FIG. 8 is a cross-sectional view of a typical filtered connector 56 in a π filter configuration. As can be seen the two ceramic discoidal capacitors 58 are directly attached to the inside diameter of the connector. This results in an area of high stress concentration, which can lead to fractures of the monolithic ceramic capacitor. These fractures can result in either immediate or latent electrical failure. A number of manufacturers of filtered connectors have gone to great lengths to mechanically isolate the ceramic feedthrough capacitor. FIG. 9 is an illustration of such a system, which shows spring contact fingers 60, 62 which isolate the capacitors 58 (disposed on either side of an intermediate ferrite inductor 64) mechanically, both for the ground connections to the connector 56 and the connection between the lead wire 66 and the capacitor inside diameter. This allows the capacitors 58 to structurally float thereby making them much less sensitive to damage during connector insertion or during thermal cycling.
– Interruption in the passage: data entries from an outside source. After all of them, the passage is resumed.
PR #80, opened 2025-02-17
Fix window resizing

Niduank:
* Fix a bug when ESCAPE is pressed with panel expanded
* Remove the padding on window
* Set maxHeight to ContentView
* Create a TextViewWrapper to limit the input's height correctly

### DIFF
--- a/macos/Onit/UI/Content/ContentView.swift
+++ b/macos/Onit/UI/Content/ContentView.swift
@@ -19,14 +19,6 @@ struct ContentView: View {
         )
     }
 
-    var maxHeight: CGFloat? {
-        if let height = NSScreen.main?.visibleFrame.height {
-            return height - 16 * 2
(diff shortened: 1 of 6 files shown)


macos/Onit/UI/Content/ContentView.swift
```diff
@@ -41,7 +33,7 @@ struct ContentView: View {
         }
         .background(Color.black)
         .buttonStyle(.plain)
-        .frame(minWidth: 325, idealWidth: 400)
+        .frame(minWidth: 325, idealWidth: 400, maxHeight: NSScreen.main?.visibleFrame.height ?? 0)
```
timlenardo, line 36: Let's leave some padding here for situations where the dock is not visible but could become visible!

timlenardo (changes requested):

PR #526, opened 2017-09-29
Enhance the `limits` parser for `httpd`

xiangce:
- Make a base class `ProcLimits`
- Modify the pre-command of `httpd_pid` more accurate
- Provide attribute for each resource and the `Hard Limit` as its value


xiangce:
Hi, @bfahr - Thank you so much for your suggestion for this parser. I improved it after a discussion with @koalakangaroo. Would you please review one more time.

Btw, since we would like to finish the code of a rule which depends on this parser before our holiday (Oct.1 to Oct.8), would you mind to finish your review on your Friday? Thanks a lot.

insights/config/specs.py
```diff
@@ -414,7 +414,7 @@
     "docker_images"             : "/usr/bin/docker images -q",
     "dumpdev"                   : "/bin/awk '/ext[234]/ { print $1; }' /proc/mounts",
     "getblockschedulers"        : "for device in $(ls /sys/block); do echo /sys/block/$device/queue/scheduler; done",
-    "httpd_pid"                 : "ps aux | grep httpd | grep -v grep | head -1 | awk '{print $2}'",
+    "httpd_pid"                 : "ps aux | grep /usr/sbin/httpd | grep -v grep | head -1 | awk '{print $2}'",
```
PaulWay: I was going to suggest that this wasn't as accurate as the suggestion from https://access.redhat.com/solutions/1346533 to use:

```bash
systemctl show httpd -p MainPID | cut -d = -f 2
```
But that won't work on RHEL 6 systems.  I'm not keen on running long pipelines of shell commands to get data, but at the moment we don't seem to have a good way to get this kind of information in any other way, so I think that's OK.

insights/parsers/proc_limits.py
```diff
@@ -0,0 +1,120 @@
...
+        >>> proc_limits.max_processes
+        '99'
+        >>> 'max_cpu_time' in proc_limits
+        True
+        >>> proc_limits.max_cpu_time
+        'unlimited'
+    """
+
+    def __init__(self, *args, **kwargs):
+        self.max_cpu_time = ''
```
PaulWay: This declaration stuff seems completely unnecessary, as I think the meanings of the particular limits aren't particularly relevant here.  I really applaud you setting properties on the object rather than relying simply on the data property.  To me it seems best to remove all the declarations from `__init__`, and just populate the attributes directly exactly as you've done in `parse_content`.

PaulWay: I can also understand that you want the properties to be set even if the file is incomplete - but I'm not sure that's a likely scenario with files in `/proc`.  And if a new limit is introduced, this will be inaccurate as a listing of properties anyway.

insights/config/specs.py
xiangce: Just as you said, the way I used, is to make it compatible for both RHEL6 and RHEL7, Thanks @PaulWay

insights/parsers/proc_limits.py
xiangce: I would like to keep them `__init__` :). And will update the docsting in case there will be some new resources on different system/machine.

xiangce: OK, makes sense to me. will do it Thanks Paul

insights/parsers/proc_limits.py
```diff
@@ -62,9 +76,16 @@ def __iter__(self):
 
     def parse_content(self, content):
         self.data = []
-        self.max_processes = ''
         if 'No such file or directory' not in content[0]:
             self.data = parse_fixed_table(content, header_substitute=HEADER_SUBSTITUTE)
```
bfahr: @xiangce  should you throw a `ParseException` here to indicate that no data is available?

insights/parsers/proc_limits.py
```diff
@@ -62,9 +76,16 @@ def __iter__(self):
...
         for row in self.data:
-            if 'Max processes' == row['Limit']:
-                self.max_processes = row['Hard_Limit']
+            row['Limit'] = row['Limit'].lower().replace(' ', '_')
+            setattr(self, row['Limit'], row['Hard_Limit'])
```
bfahr: Is the *Units* column important here, for example if *Hard Limit* is 4096, would a user of the value need to know the units?

insights/config/specs.py
```diff
@@ -414,7 +414,7 @@
     "docker_images"             : "/usr/bin/docker images -q",
     "dumpdev"                   : "/bin/awk '/ext[234]/ { print $1; }' /proc/mounts",
     "getblockschedulers"        : "for device in $(ls /sys/block); do echo /sys/block/$device/queue/scheduler; done",
-    "httpd_pid"                 : "ps aux | grep httpd | grep -v grep | head -1 | awk '{print $2}'",
+    "httpd_pid"                 : "/bin/ps aux | grep /usr/sbin/httpd | grep -v grep | head -1 | awk '{print $2}'",
```
bfahr: Its not clear how this change is related to the other changes in this PR? Should this be a separate PR?

insights/parsers/proc_limits.py
xiangce: @bfahr - Thanks.
I think it's OK to throw a `ParseException`.
However, for the hosts which are not running `httpd`, the pre_command `httpd_pid` will return empty. I'm not sure in that case if the CommandSpec will be executed by our client. (In that case the CommandSpec will be `cat /proc//limits` which always results in "cat: /proc//limits: No such file or directory".) If the CommandSpec continues to be executed, there will be a lot of `ParseException` raised. Does this make sense?

insights/parsers/proc_limits.py
xiangce: It depends. I will add it together with the soft_limit. Thanks.

insights/config/specs.py
xiangce: @bfahr - This `httpd_pid` is the pre_command to get the PID of httpd for the `CommandSpec` of this parser.

insights/parsers/proc_limits.py
bfahr: If there will be no data in the output then either an exception should be thrown to let the core know that data should not be stored.  We are trying to avoid the situation where rules have to get the parser data and then have to check for `None`.

insights/config/specs.py
bfahr: Got it, I should have paid attention to the line number.

insights/parsers/proc_limits.py
xiangce: Got it. Will do it.

PR #527, opened 2017-09-29
Add nova_compute_log parser

chenlizhong:


xiangce:
@chenlizhong - Since there is another parser for `nova` which also bases on `LogFileOupout`, would you please to shift them to one python file `nova_log.py` (just like, `httpd_log` and `foreman_log`)?
And since there was some rule used the old `nova_api_log` already, we can only do the `shifting` in the master branch.

insights/parsers/nova_log.py
```diff
@@ -0,0 +1,58 @@
...
+            elif type(keywords) == str and keywords in l:
+                r.append(l)
+        return r
+
+
+@parser('nova-compute.log')
+class NovaComputeLog(LogFileOutput):
+    """Class for parsing the ``/var/log/nova/nova-compute.log`` file.
+
+    Note:
```
xiangce: Please modify the `Note` to sphinx style:
http://www.sphinx-doc.org/en/stable/markup/para.html#directive-note

insights/parsers/nova_log.py
```diff
@@ -0,0 +1,58 @@
...
+This module contains classes to parse logs under ``/var/log/nova/``
+"""
+from .. import LogFileOutput, parser
+
+
+@parser('nova-api_log')
+class NovaApiLog(LogFileOutput):
+    """Class for parsing the ``/var/log/nova/nova-api.log`` file.
+
+    Note:
```
xiangce: Please modify the Note to sphinx style:
http://www.sphinx-doc.org/en/stable/markup/para.html#directive-note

FIG. 10 is a connector manufactured by Amphenol utilizing beryllium copper contact resistance clips 68, which provide the ground spring as previously described in FIG. 9. FIG. 10 also illustrates that a beryllium copper EMI grounding spring 70 has been used at the inside diameter contact of the ceramic capacitor. This assembly has been very successful in the industry; however, it is quite complicated and expensive to manufacture. FIG. 10 further illustrates a machine aluminum alloy shell 72, a stainless steel socket hood 74, front removable machine copper alloy contacts 76, a silicone rubber interfacial seal 78, a high temperature dielectric insert 80, a monolithic planar capacitor array 82, sealing and stress isolating elastomeric gaskets 84, a fixed rear nation contact 86, and a ferrite inductor 88.
FIG. 11 illustrates yet another prior art Amphenol connector which has utilized grounding springs 68 and 70 in order to isolate the monolithic ceramic capacitor array from the mechanical stresses due to the connector itself. Components illustrated in FIG. 11 that are equivalent to the components of the connector of FIG. 10 show the same reference number.
In summary, FIGS. 8 through 11 illustrate various methods of installing ceramic capacitor arrays inside of a connector back shell or housing. As can be seen, the capacitors as installed in FIG. 8 are subject to damage caused by both mechanical and thermal stresses. Solutions as indicated in FIGS. 9, 10 and 11, are effective; however, they are expensive, complicated and not very volumetrically efficient.
Accordingly, there is a need for novel filter connectors which utilize the internally grounded feedthrough capacitor as described above in a variety of filtered connector applications. Modification of the connector is needed to adapt it to be compatible with the internally grounded capacitors. Such modifications must provide a low impedance electrical connection that will operate to several gigahertz while at the same time mechanically isolating the ceramic capacitor so that excessive mechanical stresses do not result. The present invention fulfills these needs and provides other related advantages.